On Sun, Apr 12, 2020 at 8:01 AM crmclean notifications@github.com wrote:

Dear Thomas,

Thanks again for sharing your data with me. I was able to run your samples no problem. I did notice that the DKE plots were a bit hard to interpret, so I updated the code involved in the plots. I'll share my results with you via email.

Where did you download the package? I'm wondering if maybe one of the other repositories isn't up to date.

All the best, Craig

— You are receiving this because you authored the thread. Reply to this email directly, view it on GitHub https://github.com/crmclean/Autotuner/issues/19#issuecomment-612522285, or unsubscribe https://github.com/notifications/unsubscribe-auth/AD2PB33CMUFB5K7YD3HWI7TRMDSFJANCNFSM4L3F6ASQ .

crmclean commented 4 years ago

Dear Thomas,

I think I understand what the issue is now. Try to download AutoTuner from the development branch rather than the release one. You can find it here:

https://bioconductor.org/packages/devel/bioc/html/Autotuner.html

I am still learning the ins and outs of Bioconductor, so I apologize for this inconvenience. I'll try and figure out how to update that branch.

stolltho commented 4 years ago

Thanks Craig. Autotuner completed now w/o errors. Cheers, Thomas

On Wed, Apr 15, 2020 at 9:51 AM crmclean notifications@github.com wrote:

Dear Thomas,

I think I understand what the issue is now. Try to download AutoTuner from the development branch rather than the release one. You can find it here:

https://bioconductor.org/packages/devel/bioc/html/Autotuner.html

I am still learning the ins and outs of Bioconductor, so I apologize for this inconvenience. I'll try and figure out how to update that branch.

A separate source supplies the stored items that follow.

PR #563, opened 2022-07-21
Limit Safemode List Digest

Azoam:
## What does this PR do?

- [ ] Adds new functionality
- [X] Fixes a bug

- We found that the safemode feature which checks cluster information to determine blast radius was taking up a lot of memory and OOMing pods. This PR is a potential fix to this, by limiting how many objects are digested at a time, hopefully not filling the memory up.

In regards the branch name consisting of etcd - This was the original idea - to use etcd for the object count look up, but this fell through and now we are using the limiting functionality of the client api.

## Code Quality Checklist

## Testing
 - From the initial sight of this bug, the injector pods were OOMing/timing out. I tested this branch in an environment with 10k+ pods and no OOMing or Timing out was occurring.


api/v1beta1/safemode.go
```diff
@@ -23,10 +23,10 @@ type Config struct {
 // CountTooLargeConfig represents the configuration for the countTooLarge safetynet
 // +ddmark:validation:AtLeastOneOf={NamespaceThreshold,ClusterThreshold}
 type CountTooLargeConfig struct {
-	// +ddmark:validation:Minimum=0
+	// +ddmark:validation:Minimum=1
 	// +ddmark:validation:Maximum=100
 	NamespaceThreshold int `json:"namespaceThreshold,omitempty"`
```
ptnapoleon, line 28: Can we combine a minimum of 1 and `omitempty` in this way?

ptnapoleon (approved):
I had hoped there was a way to query the API for just the total count, not a full list, but seems thats lacking

Azoam:
> I had hoped there was a way to query the API for just the total count, not a full list, but seems thats lacking

From my understanding and research, there is a way to query, but it requires specific configuration on a kubernetes environment which everyone may not have. Also those who do have it configured may have it locked up behind administrator permissions. So it seems like a safe bet to use the generic client that should be generally accessible.

api/v1beta1/safemode.go
Azoam: Not that I could find.

Azoam: Added a new commit which better combines the two.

— You are receiving this because you authored the thread. Reply to this email directly, view it on GitHub https://github.com/crmclean/Autotuner/issues/19#issuecomment-613737042, or unsubscribe https://github.com/notifications/unsubscribe-auth/AD2PB36CSQ7IKTKMNUJOTQLRMTZJRANCNFSM4L3F6ASQ .

crmclean commented 4 years ago

Fantastic! I'm going to close this out now and make a new issue to change the release version.